(TASK INPUTS)

PR #1226, opened 2021-05-17
feat(cake-api-price): Replace API price with Farms price for CAKE

ChefHutch:
PR is doing a couple of things 
- Replace any instances where `useGetApiPrice` is being used to access the price of CAKE, and replace it with `usePriceCakeBusd`
- Clear timer for `useWithdrawalFeeTimer` when `doesUnstakingFeeApply` is false, to prevent unnecessary re-renders
- useMemo to wrap the returns of all BigNumbers within the `useCakeVault`. If one of the return values was used as a useEffect/Memo dependency, then it would trigger a re-render as it is a new class instance with a different reference

### DIFF
--- a/src/hooks/cakeVault/useWithdrawalFeeTimer.ts
+++ b/src/hooks/cakeVault/useWithdrawalFeeTimer.ts
@@ -9,14 +9,17 @@ const useWithdrawalFeeTimer = (lastDepositedTime: number, withdrawalFeePeriod = 
     const feeEndTime = lastDepositedTime + withdrawalFeePeriod
     const secondsRemainingCalc = feeEndTime - currentSeconds
     const doesUnstakingFeeApply = secondsRemainingCalc > 0
-    if (doesUnstakingFeeApply) {
-      setSecondsRemaining(secondsRemainingCalc)
-      setHasUnstakingFee(true)
-    }
     const tick = () => {
       setCurrentSeconds((prevSeconds) => prevSeconds + 1)
     }
     const timerInterval = setInterval(() => tick(), 1000)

(End TASK INPUTS)

• **PROBLEM DESCRIPTION**
Search the entries for the string "const" and collect each line that has it.

• **WORKED SOLUTION**
@@ -9,14 +9,17 @@ const useWithdrawalFeeTimer = (lastDepositedTime: number, withdrawalFeePeriod = 
     const feeEndTime = lastDepositedTime + withdrawalFeePeriod
     const secondsRemainingCalc = feeEndTime - currentSeconds
     const doesUnstakingFeeApply = secondsRemainingCalc > 0
     const tick = () => {
     const timerInterval = setInterval(() => tick(), 1000)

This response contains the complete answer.